## What you will do
Give back exactly the lines of the entries below from the line with "Issue #34, opened 2021-09-10" to the line with "Term Accession of", inclusive, and only those.

Collected data:
==================================================
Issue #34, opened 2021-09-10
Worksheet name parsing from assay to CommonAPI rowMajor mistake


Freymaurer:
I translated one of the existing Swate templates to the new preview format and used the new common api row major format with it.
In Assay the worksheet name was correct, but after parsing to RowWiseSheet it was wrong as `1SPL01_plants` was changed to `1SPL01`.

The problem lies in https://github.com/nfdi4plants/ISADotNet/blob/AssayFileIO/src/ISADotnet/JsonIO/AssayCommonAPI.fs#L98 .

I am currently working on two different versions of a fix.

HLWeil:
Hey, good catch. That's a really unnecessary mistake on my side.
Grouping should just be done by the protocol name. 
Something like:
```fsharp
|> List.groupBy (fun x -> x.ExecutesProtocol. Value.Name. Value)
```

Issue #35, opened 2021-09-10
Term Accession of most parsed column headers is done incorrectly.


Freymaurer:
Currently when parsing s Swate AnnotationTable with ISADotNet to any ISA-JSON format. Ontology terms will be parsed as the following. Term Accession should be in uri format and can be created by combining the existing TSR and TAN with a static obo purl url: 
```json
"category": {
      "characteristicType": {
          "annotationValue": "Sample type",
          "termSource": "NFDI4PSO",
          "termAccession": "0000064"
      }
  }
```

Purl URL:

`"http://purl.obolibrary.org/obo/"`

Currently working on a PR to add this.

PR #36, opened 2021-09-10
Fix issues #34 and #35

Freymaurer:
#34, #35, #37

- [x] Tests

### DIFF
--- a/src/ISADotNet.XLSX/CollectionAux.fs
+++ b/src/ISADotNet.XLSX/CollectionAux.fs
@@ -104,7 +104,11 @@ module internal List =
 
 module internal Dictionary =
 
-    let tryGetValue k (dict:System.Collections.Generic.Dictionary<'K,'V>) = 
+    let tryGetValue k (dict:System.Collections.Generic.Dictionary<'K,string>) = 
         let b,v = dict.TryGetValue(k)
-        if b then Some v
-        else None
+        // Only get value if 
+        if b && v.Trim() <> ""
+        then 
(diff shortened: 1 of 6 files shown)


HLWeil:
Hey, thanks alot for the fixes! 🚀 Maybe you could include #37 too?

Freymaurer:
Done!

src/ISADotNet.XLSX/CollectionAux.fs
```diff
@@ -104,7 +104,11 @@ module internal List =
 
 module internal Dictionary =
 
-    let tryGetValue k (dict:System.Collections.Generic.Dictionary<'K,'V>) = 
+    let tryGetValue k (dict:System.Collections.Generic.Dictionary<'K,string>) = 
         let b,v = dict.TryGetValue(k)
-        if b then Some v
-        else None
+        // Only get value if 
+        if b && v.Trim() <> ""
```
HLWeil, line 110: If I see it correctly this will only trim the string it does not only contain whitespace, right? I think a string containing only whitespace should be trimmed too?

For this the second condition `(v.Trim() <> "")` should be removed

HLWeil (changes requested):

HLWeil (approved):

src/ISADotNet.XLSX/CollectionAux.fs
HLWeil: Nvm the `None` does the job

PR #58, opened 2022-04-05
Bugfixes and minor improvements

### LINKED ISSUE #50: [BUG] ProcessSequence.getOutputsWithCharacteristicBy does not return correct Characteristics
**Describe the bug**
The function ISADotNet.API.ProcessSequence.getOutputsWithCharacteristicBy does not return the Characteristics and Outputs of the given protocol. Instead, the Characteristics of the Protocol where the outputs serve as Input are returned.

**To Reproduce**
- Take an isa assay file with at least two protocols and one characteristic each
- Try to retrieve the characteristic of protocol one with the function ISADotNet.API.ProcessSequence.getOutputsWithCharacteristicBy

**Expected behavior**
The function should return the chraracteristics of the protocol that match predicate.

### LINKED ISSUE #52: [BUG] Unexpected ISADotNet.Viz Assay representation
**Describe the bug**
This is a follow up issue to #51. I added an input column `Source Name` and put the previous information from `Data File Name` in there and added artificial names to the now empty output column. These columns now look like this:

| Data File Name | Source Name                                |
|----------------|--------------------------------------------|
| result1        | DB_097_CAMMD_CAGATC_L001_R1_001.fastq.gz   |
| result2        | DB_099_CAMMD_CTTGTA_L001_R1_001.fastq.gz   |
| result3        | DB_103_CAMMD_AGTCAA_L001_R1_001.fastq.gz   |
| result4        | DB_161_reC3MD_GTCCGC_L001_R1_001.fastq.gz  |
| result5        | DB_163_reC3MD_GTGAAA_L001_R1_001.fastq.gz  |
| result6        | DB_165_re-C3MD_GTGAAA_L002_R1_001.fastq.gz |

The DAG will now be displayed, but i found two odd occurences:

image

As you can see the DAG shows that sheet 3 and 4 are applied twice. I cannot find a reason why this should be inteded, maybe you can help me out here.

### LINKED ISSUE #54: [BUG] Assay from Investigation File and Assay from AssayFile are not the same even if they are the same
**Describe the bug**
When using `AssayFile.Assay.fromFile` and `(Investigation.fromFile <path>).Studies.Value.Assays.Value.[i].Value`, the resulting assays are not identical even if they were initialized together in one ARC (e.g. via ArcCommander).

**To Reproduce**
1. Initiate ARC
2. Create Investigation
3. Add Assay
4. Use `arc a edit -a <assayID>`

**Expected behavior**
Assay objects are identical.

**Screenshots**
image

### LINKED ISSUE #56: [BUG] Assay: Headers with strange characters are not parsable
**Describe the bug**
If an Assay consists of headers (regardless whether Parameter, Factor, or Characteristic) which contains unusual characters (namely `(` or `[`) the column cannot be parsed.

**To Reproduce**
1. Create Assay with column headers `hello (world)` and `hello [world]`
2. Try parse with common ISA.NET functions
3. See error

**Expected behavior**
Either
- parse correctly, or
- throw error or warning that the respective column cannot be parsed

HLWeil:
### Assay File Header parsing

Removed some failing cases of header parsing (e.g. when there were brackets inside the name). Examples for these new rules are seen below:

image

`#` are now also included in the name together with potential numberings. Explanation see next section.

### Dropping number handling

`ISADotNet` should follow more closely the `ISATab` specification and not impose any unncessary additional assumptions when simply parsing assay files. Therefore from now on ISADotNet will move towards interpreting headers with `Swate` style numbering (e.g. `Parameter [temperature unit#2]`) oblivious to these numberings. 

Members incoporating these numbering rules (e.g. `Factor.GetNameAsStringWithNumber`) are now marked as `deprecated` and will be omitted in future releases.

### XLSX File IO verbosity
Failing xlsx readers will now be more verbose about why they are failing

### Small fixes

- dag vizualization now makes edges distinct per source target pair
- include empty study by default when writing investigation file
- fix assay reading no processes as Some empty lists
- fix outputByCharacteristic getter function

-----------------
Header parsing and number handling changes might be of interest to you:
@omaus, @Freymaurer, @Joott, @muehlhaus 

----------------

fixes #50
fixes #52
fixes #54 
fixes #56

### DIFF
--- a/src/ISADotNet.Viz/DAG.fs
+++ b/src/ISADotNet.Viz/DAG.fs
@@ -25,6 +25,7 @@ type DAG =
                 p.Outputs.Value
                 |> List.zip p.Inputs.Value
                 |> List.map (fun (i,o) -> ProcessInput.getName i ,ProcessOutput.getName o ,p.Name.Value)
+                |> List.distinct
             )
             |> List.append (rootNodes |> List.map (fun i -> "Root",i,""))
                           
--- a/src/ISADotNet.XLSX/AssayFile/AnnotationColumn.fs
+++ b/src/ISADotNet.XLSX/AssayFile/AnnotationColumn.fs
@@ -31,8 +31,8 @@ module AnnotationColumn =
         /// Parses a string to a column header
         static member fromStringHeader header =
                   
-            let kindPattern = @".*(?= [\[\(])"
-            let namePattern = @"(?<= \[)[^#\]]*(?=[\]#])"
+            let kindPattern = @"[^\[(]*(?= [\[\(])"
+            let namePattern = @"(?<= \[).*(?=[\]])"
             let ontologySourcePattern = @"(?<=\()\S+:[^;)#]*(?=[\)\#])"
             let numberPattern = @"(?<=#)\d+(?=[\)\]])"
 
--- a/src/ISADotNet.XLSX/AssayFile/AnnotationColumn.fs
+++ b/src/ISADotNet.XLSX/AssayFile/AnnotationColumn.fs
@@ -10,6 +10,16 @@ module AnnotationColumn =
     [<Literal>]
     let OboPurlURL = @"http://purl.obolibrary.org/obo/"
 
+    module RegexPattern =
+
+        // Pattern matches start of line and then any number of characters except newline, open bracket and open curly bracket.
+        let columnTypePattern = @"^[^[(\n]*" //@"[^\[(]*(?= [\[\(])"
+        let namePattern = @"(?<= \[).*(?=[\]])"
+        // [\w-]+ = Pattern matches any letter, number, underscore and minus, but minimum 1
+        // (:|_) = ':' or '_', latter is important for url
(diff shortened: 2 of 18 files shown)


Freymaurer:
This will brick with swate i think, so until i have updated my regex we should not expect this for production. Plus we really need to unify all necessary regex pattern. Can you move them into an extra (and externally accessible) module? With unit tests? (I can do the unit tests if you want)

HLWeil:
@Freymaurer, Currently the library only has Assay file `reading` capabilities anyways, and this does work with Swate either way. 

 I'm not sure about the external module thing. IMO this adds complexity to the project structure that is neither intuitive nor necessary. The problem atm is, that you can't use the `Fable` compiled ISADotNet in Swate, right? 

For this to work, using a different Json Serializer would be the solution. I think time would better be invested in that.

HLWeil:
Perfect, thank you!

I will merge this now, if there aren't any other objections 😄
==================================================
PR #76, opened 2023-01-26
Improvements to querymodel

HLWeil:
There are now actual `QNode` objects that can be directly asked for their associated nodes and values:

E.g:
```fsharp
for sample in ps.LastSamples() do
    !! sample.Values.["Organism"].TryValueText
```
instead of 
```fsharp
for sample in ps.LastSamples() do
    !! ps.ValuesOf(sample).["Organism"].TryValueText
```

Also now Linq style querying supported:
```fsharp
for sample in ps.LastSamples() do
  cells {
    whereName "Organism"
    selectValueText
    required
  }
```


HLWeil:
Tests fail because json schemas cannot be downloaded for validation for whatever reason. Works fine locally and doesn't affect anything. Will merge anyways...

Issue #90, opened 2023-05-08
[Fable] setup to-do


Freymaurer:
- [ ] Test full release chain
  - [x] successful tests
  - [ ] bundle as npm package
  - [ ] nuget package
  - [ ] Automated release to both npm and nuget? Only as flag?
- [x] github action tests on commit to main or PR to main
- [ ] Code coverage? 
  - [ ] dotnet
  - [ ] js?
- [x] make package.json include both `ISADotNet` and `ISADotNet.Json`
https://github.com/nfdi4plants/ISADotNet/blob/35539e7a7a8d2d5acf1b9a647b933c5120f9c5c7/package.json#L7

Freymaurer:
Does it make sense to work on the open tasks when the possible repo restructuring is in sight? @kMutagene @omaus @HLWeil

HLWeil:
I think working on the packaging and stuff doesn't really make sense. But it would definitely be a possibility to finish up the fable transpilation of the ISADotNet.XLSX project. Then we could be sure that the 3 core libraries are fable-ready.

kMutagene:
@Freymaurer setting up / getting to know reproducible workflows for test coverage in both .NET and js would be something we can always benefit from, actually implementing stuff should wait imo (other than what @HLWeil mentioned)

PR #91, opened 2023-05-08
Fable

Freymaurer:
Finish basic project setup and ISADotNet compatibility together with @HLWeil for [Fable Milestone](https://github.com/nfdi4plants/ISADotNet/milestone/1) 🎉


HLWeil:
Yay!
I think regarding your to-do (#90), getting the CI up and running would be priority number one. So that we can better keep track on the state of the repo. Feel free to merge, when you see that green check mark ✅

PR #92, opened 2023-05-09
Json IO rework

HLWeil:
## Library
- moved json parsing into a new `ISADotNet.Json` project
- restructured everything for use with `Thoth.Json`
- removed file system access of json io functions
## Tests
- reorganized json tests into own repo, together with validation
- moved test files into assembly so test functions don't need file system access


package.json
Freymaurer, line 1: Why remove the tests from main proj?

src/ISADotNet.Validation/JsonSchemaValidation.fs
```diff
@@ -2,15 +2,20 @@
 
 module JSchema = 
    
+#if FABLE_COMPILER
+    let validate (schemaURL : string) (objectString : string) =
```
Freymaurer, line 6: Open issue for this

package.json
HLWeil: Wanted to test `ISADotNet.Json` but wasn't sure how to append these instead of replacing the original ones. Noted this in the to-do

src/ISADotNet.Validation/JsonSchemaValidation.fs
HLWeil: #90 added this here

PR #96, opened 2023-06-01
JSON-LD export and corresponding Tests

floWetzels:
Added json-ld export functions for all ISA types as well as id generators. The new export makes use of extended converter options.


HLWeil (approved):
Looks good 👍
==================================================
## Answer section
Issue #34, opened 2021-09-10
Worksheet name parsing from assay to CommonAPI rowMajor mistake


Freymaurer:
I translated one of the existing Swate templates to the new preview format and used the new common api row major format with it.
In Assay the worksheet name was correct, but after parsing to RowWiseSheet it was wrong as `1SPL01_plants` was changed to `1SPL01`.

The problem lies in https://github.com/nfdi4plants/ISADotNet/blob/AssayFileIO/src/ISADotnet/JsonIO/AssayCommonAPI.fs#L98 .

I am currently working on two different versions of a fix.

HLWeil:
Hey, good catch. That's a really unnecessary mistake on my side.
Grouping should just be done by the protocol name. 
Something like:
```fsharp
|> List.groupBy (fun x -> x.ExecutesProtocol. Value.Name. Value)
```

Issue #35, opened 2021-09-10
Term Accession of most parsed column headers is done incorrectly.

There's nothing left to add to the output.